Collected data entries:
-- -- --

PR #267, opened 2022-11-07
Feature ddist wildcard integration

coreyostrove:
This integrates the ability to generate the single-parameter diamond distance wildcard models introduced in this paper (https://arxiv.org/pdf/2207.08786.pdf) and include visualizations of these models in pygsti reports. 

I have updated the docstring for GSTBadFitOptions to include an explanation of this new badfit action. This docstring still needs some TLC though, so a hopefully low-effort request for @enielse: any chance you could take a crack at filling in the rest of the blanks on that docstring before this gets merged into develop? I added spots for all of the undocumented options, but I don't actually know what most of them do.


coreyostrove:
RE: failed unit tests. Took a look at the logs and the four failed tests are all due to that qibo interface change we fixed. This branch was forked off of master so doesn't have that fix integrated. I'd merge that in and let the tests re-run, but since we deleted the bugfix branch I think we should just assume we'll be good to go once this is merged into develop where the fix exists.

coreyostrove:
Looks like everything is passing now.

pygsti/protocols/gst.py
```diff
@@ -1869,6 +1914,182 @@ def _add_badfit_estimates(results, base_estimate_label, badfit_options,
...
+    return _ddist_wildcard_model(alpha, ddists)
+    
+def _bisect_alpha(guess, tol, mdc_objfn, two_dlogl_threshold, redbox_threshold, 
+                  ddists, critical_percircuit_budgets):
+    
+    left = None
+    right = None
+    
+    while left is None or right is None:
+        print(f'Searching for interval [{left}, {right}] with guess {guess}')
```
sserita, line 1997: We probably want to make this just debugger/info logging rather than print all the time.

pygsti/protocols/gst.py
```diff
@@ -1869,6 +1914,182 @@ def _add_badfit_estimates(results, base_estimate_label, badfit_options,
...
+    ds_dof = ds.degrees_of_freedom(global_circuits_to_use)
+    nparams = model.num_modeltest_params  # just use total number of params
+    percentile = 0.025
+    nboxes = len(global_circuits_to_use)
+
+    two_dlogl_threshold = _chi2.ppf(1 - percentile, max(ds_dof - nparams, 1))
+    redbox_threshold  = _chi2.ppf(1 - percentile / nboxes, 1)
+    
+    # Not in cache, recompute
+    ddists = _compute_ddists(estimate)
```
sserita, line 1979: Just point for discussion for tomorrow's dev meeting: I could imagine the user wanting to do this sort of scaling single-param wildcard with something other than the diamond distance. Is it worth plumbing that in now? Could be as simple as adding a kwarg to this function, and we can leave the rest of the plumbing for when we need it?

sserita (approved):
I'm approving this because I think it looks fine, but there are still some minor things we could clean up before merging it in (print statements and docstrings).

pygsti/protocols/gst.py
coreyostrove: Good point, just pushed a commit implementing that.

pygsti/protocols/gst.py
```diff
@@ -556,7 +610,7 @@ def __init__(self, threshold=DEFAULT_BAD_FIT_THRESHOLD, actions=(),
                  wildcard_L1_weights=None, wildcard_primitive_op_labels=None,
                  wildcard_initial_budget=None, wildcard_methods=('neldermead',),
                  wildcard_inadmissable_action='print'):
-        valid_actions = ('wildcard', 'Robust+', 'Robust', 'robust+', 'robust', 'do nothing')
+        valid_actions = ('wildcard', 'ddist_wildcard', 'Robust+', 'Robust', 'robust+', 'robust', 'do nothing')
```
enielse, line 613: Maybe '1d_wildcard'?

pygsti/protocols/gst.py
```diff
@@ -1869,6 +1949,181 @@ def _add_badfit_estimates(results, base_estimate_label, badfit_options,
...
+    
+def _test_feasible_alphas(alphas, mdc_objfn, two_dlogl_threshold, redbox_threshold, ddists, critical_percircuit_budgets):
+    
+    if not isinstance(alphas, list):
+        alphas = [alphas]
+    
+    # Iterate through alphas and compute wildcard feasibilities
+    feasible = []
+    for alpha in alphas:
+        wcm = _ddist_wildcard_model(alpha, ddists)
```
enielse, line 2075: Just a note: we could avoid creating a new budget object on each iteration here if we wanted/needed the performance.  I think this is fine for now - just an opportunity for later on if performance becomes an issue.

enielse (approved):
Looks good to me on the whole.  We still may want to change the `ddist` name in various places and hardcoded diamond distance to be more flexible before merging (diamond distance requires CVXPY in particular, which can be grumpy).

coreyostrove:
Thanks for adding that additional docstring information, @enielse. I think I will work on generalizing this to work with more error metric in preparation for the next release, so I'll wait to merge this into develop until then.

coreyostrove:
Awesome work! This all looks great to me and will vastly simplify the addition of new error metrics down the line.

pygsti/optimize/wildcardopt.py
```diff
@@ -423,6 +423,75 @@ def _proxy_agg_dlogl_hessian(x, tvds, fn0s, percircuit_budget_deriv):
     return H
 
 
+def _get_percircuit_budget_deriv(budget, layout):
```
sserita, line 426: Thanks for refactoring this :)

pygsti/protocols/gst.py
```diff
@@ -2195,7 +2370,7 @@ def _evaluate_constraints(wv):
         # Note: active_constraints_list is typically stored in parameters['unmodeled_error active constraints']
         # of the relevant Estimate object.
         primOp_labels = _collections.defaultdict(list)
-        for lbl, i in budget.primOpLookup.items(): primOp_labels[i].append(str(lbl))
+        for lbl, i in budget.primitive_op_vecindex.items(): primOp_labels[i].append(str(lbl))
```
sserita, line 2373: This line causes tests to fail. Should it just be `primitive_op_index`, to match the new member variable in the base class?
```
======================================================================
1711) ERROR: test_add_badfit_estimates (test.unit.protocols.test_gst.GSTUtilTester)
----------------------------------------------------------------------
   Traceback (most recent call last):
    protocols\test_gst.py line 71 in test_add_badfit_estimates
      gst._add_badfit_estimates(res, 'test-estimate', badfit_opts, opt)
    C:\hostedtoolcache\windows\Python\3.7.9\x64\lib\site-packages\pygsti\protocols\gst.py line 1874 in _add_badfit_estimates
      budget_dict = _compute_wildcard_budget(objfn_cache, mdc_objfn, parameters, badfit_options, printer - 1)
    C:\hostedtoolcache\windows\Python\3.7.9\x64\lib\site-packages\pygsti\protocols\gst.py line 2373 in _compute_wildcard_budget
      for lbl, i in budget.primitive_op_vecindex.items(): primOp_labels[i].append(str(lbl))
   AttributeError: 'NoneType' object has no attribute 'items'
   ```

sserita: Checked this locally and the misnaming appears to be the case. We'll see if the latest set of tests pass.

-- -- --

Problem to work on - Among the lines of the data, find every one that holds "fine" and copy it.

Output -
I'm approving this because I think it looks fine, but there are still some minor things we could clean up before merging it in (print statements and docstrings).
enielse, line 2075: Just a note: we could avoid creating a new budget object on each iteration here if we wanted/needed the performance.  I think this is fine for now - just an opportunity for later on if performance becomes an issue.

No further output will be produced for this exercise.